• _Exercise instructions_
The response should be the lines of the data, starting at the first and ending at the one that contains "A module-only approach", copied without change.

• _Material for this exercise_
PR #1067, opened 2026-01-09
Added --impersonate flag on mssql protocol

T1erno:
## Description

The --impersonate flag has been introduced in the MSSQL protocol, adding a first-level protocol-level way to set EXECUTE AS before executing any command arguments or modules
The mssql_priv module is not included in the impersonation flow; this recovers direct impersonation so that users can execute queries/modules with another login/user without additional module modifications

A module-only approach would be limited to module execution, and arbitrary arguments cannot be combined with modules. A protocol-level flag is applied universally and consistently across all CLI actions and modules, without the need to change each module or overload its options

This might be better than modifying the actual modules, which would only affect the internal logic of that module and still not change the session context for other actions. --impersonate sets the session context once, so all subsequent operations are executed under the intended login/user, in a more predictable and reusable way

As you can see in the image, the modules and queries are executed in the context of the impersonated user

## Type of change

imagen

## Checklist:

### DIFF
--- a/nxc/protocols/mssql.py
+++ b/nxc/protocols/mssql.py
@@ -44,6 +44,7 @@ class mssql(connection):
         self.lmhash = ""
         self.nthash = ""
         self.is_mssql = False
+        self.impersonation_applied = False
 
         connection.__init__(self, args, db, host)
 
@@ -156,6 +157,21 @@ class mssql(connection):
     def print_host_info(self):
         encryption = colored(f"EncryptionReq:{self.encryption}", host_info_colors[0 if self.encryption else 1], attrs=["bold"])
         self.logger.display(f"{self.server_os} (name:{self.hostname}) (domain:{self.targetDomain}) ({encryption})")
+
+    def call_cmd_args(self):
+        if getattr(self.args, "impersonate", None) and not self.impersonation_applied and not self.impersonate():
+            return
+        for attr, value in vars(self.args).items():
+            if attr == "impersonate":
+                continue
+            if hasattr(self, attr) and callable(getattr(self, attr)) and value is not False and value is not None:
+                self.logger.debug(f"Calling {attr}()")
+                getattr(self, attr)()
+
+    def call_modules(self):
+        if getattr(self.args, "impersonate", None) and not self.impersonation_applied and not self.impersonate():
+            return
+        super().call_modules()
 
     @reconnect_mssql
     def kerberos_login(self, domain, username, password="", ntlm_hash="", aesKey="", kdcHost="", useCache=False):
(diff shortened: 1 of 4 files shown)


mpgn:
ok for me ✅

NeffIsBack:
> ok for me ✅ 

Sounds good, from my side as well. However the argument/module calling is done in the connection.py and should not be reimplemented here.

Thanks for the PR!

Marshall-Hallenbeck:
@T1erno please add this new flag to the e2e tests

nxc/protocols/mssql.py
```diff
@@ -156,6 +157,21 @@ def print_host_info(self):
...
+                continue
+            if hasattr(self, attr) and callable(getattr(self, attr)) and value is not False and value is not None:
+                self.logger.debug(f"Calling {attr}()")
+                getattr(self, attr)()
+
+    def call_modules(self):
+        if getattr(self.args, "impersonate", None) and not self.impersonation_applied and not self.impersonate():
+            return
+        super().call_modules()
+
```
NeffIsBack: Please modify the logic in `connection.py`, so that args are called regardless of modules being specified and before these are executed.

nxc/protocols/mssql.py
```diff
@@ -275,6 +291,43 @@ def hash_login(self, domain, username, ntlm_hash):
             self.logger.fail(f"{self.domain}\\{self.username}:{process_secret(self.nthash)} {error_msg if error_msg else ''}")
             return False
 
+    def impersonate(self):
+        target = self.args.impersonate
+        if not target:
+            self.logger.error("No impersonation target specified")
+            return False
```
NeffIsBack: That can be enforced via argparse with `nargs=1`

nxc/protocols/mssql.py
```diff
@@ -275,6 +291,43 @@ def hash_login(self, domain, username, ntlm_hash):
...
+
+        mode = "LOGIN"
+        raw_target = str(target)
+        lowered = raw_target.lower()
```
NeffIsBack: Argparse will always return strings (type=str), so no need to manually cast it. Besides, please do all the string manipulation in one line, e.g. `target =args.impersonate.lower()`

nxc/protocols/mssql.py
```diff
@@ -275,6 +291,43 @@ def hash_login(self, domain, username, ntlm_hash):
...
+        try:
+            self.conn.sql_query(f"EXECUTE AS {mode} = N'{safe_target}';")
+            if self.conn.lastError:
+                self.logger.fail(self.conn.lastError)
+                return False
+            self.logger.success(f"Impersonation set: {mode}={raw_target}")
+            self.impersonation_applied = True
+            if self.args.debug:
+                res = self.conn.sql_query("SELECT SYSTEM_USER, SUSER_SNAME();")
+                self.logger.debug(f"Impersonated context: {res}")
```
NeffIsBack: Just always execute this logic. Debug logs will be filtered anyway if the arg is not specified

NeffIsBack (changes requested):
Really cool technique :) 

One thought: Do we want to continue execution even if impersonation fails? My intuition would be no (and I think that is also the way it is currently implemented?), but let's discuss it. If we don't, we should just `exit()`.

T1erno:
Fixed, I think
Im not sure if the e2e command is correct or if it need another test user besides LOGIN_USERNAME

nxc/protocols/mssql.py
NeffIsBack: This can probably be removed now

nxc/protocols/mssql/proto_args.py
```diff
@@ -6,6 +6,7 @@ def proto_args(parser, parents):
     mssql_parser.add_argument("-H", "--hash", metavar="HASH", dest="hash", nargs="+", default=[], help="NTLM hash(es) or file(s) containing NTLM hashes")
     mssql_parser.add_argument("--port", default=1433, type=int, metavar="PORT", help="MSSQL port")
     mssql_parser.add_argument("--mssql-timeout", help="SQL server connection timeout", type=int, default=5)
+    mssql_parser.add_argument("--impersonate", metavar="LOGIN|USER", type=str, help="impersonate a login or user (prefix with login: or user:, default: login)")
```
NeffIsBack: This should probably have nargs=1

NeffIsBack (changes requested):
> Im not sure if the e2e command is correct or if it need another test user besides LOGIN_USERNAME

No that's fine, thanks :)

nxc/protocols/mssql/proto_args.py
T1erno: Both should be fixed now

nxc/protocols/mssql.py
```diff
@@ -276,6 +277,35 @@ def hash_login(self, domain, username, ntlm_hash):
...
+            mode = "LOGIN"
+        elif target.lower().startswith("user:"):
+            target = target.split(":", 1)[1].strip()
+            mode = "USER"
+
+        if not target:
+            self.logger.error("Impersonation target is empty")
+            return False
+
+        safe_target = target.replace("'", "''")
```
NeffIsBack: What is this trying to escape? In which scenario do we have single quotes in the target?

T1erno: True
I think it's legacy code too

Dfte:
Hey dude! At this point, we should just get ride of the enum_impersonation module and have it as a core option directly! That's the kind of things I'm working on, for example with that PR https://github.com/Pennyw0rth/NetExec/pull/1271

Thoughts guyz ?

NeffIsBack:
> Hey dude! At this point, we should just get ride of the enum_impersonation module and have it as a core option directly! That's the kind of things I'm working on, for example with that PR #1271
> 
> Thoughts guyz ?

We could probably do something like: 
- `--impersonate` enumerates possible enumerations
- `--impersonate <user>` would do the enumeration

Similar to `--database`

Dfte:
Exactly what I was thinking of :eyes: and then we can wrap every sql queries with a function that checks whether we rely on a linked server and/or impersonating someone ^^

• _The answer_
PR #1067, opened 2026-01-09
Added --impersonate flag on mssql protocol

T1erno:
## Description

The --impersonate flag has been introduced in the MSSQL protocol, adding a first-level protocol-level way to set EXECUTE AS before executing any command arguments or modules
The mssql_priv module is not included in the impersonation flow; this recovers direct impersonation so that users can execute queries/modules with another login/user without additional module modifications

A module-only approach would be limited to module execution, and arbitrary arguments cannot be combined with modules. A protocol-level flag is applied universally and consistently across all CLI actions and modules, without the need to change each module or overload its options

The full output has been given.